Next, we discuss the trade-offs involved in selecting an SLM for the null test. The metrology capability of the system is dependent on the specifications of the SLM used, as discussed in [43]. In order to maximize the range of wavefronts generated by the SLM, the desired specifications for an SLM are a high pixel count (i.e., > 1080 pixels along each direction), a high phase modulation range to enable a large PV-wavefront, and a small pixel pitch (i.e., < 10 μm) to maximize the allowed wavefront slope as per the Nyquist criterion. An SLM typically creates 2π phase modulation but greater than 2π phase can be generated by phase wrapping. A high phase-retardation SLM with larger than 2π phase modulation can generate even larger PV wavefronts by wrapping at multiples of 2π. Thus, a larger PV wavefront can be obtained either by more pixel counts at 2π phase shift (e.g., Holoeye GAEA 2 SLM) or fewer pixels at 4π phase shift (e.g., Holoeye PLUTO SLM).

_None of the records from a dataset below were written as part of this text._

PR #86, opened 2026-03-24
Doc updates

ypapadop-amd:
Describe the intent of your PR here.

## Added
- AGENTS.md with instructions for development with AI agents.

## Changed
- Updated README.md

## Removed
- NA

## PR Merge Checklist


README.md
```diff
@@ -160,12 +170,114 @@ chmod +x .git/hooks/pre-push
...
 - Python formatting (black)
 - C++ formatting (clang-format)
 
 To bypass the hook if needed: `git push --no-verify`
 
+## Quick Start Example
+
+Here's a simple example using the AXPY operator (Y = aX + Y):
+
+```python
```
hunhoffe: I am not sure it's wise to include the code in the README, as it might be hard to maintain.

ypapadop-amd: I can remove it. An agent can keep it updated though.

AGENTS.md
```diff
@@ -0,0 +1,501 @@
...
+
+```bash
+# 1. Source XRT (required for all operations)
+source /opt/xilinx/xrt/setup.sh
+
+# 2. Activate virtual environment
+source ironenv/bin/activate
+
+# 3. Install dependencies
+pip install -r requirements.txt
```
andrej: Would it make sense to separate out the environment _installation_ steps (which would also have to include `python3 -m venv ironenv`) from the environment _activation_ steps? Also I've had trouble with calling `pip` directly in some environments, for maximum compatibility I think `python3 -m pip` would help.

AGENTS.md
```diff
@@ -0,0 +1,501 @@
...
+### Environment Variables
+
+- `IRON_EXAMPLE_WEIGHTS_DIR`: Path to model weights for applications (default: `/srv`)
+
+## Building and Testing
+
+### Run All Operators (non-extensive tests)
+
+```bash
+pytest iron/operators/ -m "not extensive"
```
andrej: For functional tests only I'd add an `--iterations 1` here.

AGENTS.md
```diff
@@ -0,0 +1,501 @@
...
+
+- Automatically initializes `pyxrt.device(0)`
+- Caches contexts and kernels per xclbin path
+- Shared across all operators to avoid resource conflicts
+
+## Hardware Constraints
+
+### NPU Architecture Limits
+
+- **NPU1 (AIE2)**: 4 rows × 1-4 columns (AMD Ryzen AI Phoenix/Hawk Point)
```
andrej: 4 rows x 4 accessible columns

AGENTS.md
```diff
@@ -0,0 +1,501 @@
...
+- **NPU2 (AIE2P)**: 4 rows × 8 columns (AMD Ryzen AI 300 Series "Strix Point", Ryzen AI 9 HX 370 "Strix Halo", Krackan)
+
+### Tile and Dimension Constraints
+
+Common operator parameters and their constraints:
+
+- `tile_size`: Typically 64, 128, 256, or 4096 (depends on operator and data type)
```
andrej, line 212: Not sure this is a hard requirement, perhaps this is more confusing than helpful?

AGENTS.md
```diff
@@ -0,0 +1,501 @@
...
+1. Create directory in `iron/operators/<operator_name>/`
+2. Implement `op.py`:
+   - Subclass `MLIROperator`
+   - Implement `get_operator_name()`, `get_mlir_artifact()`, `get_kernel_artifacts()`, `get_arg_spec()`
+   - Add validation for dimension constraints (assert statements)
+   - Define tile sizes and column counts
+3. Implement `design.py`:
+   - Import from `aie.iron` (Program, Runtime, Worker, ObjectFifo, Kernel)
+   - Define function that builds MLIR-AIE design
+   - Use `range_()` for loops (not Python `range`)
```
andrej, line 251: Would a "why" be useful here for the agents? Make it clear that this is metaprogramming that will translate directly to MLIR constructs such as scf.for

AGENTS.md
```diff
@@ -0,0 +1,501 @@
...
+   - Add `event0()` and `event1()` for performance profiling
+5. Implement `reference.py` with CPU reference
+6. Implement `test.py` with pytest tests
+   - Use `@pytest.mark.extensive` for slower/larger tests
+   - Use `verify_buffer()` from `iron.common.test_utils`
+7. Register operator in `iron/operators/__init__.py`
+
+## Operator Fusion
+
+IRON supports fusing multiple operators into a single xclbin for improved performance:
```
andrej:
```suggestion
IRON supports fusing multiple operators into a single ELF file. This improves performance enabling a single runtime dispatch for a chain of operators. This works only with the "full ELF" flow, which uses ELF files at runtime. The ELF files take the place of `xclbin`s.
```

AGENTS.md
```diff
@@ -0,0 +1,501 @@
...
+    input_args={"in": size_in},
+    output_args={"out": size_out},
+    context=ctx
+)
+```
+
+Benefits of fusion:
+
+- Reduces host ↔ NPU data transfers
+- Shares compiled resources (kernels.a)
```
andrej:
```suggestion
```

AGENTS.md
```diff
@@ -0,0 +1,501 @@
...
+- Eliminates intermediate buffer round-trips
```
andrej:
```suggestion
- Runs a chain of operators using a single host-side dispatch (one CPU/host interrupt after fusion vs. one interrupt per operator without fusion)
```

AGENTS.md
```diff
@@ -0,0 +1,501 @@
...
+```python
+num_columns = 4
+chunk = total_elements // num_columns
+
+taps = [
+    TensorAccessPattern(
+        (1, total_elements),
+        chunk * i,  # offset for column i
+        [1, 1, 1, chunk],
+        [0, 0, 0, 1],
```
andrej:
```suggestion
        [1, 1, 1, chunk],  # sizes
        [0, 0, 0, 1],  # strides
```

AGENTS.md
```diff
@@ -0,0 +1,501 @@
...
+```bash
+pytest iron/operators/
+```
+
+### Run Single Operator Test
+
+```bash
+pytest iron/operators/axpy/
+# OR directly execute the test.py
+./iron/operators/axpy/test.py
```
AngryLoki: This does not run the test (it just does basic syntax check). It was true in the past, but wrong since tests were rewritten with pytest. README.md has the same mistake - it was not updated.

AGENTS.md
```diff
@@ -0,0 +1,501 @@
...
+### Run Application Tests
+
+```bash
+pytest iron/applications/
+```
+
+### Run Specific Test Function
+
+```bash
+pytest iron/operators/gemm/test.py::test_gemm_basic
```
AngryLoki: Hallucinated, there is no `test_gemm_basic`

README.md
```diff
@@ -160,12 +170,68 @@ chmod +x .git/hooks/pre-push
...
+- Parallel execution across multiple AIE columns
+- Optimized data movement via ObjectFIFOs
+- Fused operations to minimize host-NPU transfers
+- Vectorized kernels using AIE intrinsics
+
+Run benchmarks:
+
+```bash
+# Run all operators with performance metrics
+pytest iron/operators/ -m "not extensive" -v
```
AngryLoki, line 221: Better just mention that any run of `pytest` stores metrics in `tests_latest.csv` file. Adding `-s` to `pytest` allows to output these metrics to stdout, but it is still easier to use `csv` (because with csv it calculates avg/stddev). `--iterations` can be increased to increase stability.

AGENTS.md
ypapadop-amd: I don't think I understand the difference between the two.

AGENTS.md
ypapadop-amd: I found that I need to give it something for `tile_size` in designs outside IRON. Are the values too restrictive or just wrong?

AGENTS.md
ypapadop-amd: I am not sure. These are instructions so that agents can understand the codebase. Understanding MLIR may be outside the scope of that (?)

AGENTS.md
ypapadop-amd: There was one in my local changes 😄 I think it preferred that since I was asking a lot of questions about GEMMs.

jgmelber (approved):

AGENTS.md
andrej: In the other architecture you state 4 rows x 8 columns whereas here its 4 rows x 1-4 columns. But all Phoenix and Hawk Point devices have 4 rows x 4 columns as far as I know. Accessible you can leave off I just added that because technically there's 5 columns in hardware but the driver dropped support for using the first a while ago.

AGENTS.md
andrej: They're not wrong, if it's helpful should be fine to leave them in.

AGENTS.md
ypapadop-amd: I think it came to this conclusion because for the NPU1Col1 etc. objects. Maybe I can add that information instead of the 1-4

A key aspect of choosing an SLM is the phase noise level, which depends on whether the drive scheme of the SLM is analog or digital. In analog SLMs, the pixels are driven by digital to analog converters that generate the different voltage levels smoothly [46]. In digital SLMs, only two voltage levels are allowed, which necessitates a pulse-width modulation (PWM) scheme to generate different root-mean-square (RMS) voltage values between the low and high voltage levels [47]. Because of the flipping voltage levels in the PWM sequence, a significant phase flicker is created in digital SLMs, but not in analog SLMs [47,48]. Consequently, we selected a high-definition analog SLM from Meadowlark Optics with 1152 × 1920 pixels, 9.2 µm pitch, and 0.01 radian peak-valley (PV) phase flicker. To maximize the PV wavefront range of the SLM, we further had the SLM custom-made to generate 4π phase modulation at 633 nm, which yields a 729 µm PV tilt wavefront and a maximum slope of 3.94°. Table 1 lists the amounts of the various low order Fringe Zernike coefficients that the SLM can generate at the Nyquist limited slope of 3.94°.
Table 1. Wavefront range of the SLM in terms of Fringe Zernike coefficients
3. In-situ SLM calibration and optimizing the operating point
In this Section, we detail polarization optimization and SLM calibration. Let us note that the SLM modulates the phase of the incident light through birefringence, i.e., the refractive indices of the liquid crystal layer of the SLM are different between the ordinary and extraordinary axes. With applied voltage to the pixels, the refractive index is varied along the extraordinary axis, creating phase modulation. Thus, the SLM imparts phase modulation only on the component of the incident light that is polarized parallel to the extraordinary axis, and the rest of the light is left unmodulated in phase. This unmodulated light creates spurious fringes or stray light in the interferometric system, and is minimized by feeding the SLM linearly polarized light aligned to its extraordinary axis. In our system, the output of the Fizeau interferometer, which is circularly polarized, is then first converted to linear polarization using a quarter-wave plate (QWP), followed by a half-wave plate (HWP) that is rotated to orient the axis of the polarized light so that it aligns to the extraordinary axis of the SLM. To find the orientation of the HWP that results in this polarization alignment, we display a binary grating on the SLM with one grey-level (GL) equal to 0 and the other GL equal to 64 (which corresponds to a π phase), and rotate the HWP until the intensity of the +1 order is maximized. Then the HWP is fixed, and the polarization alignment is complete.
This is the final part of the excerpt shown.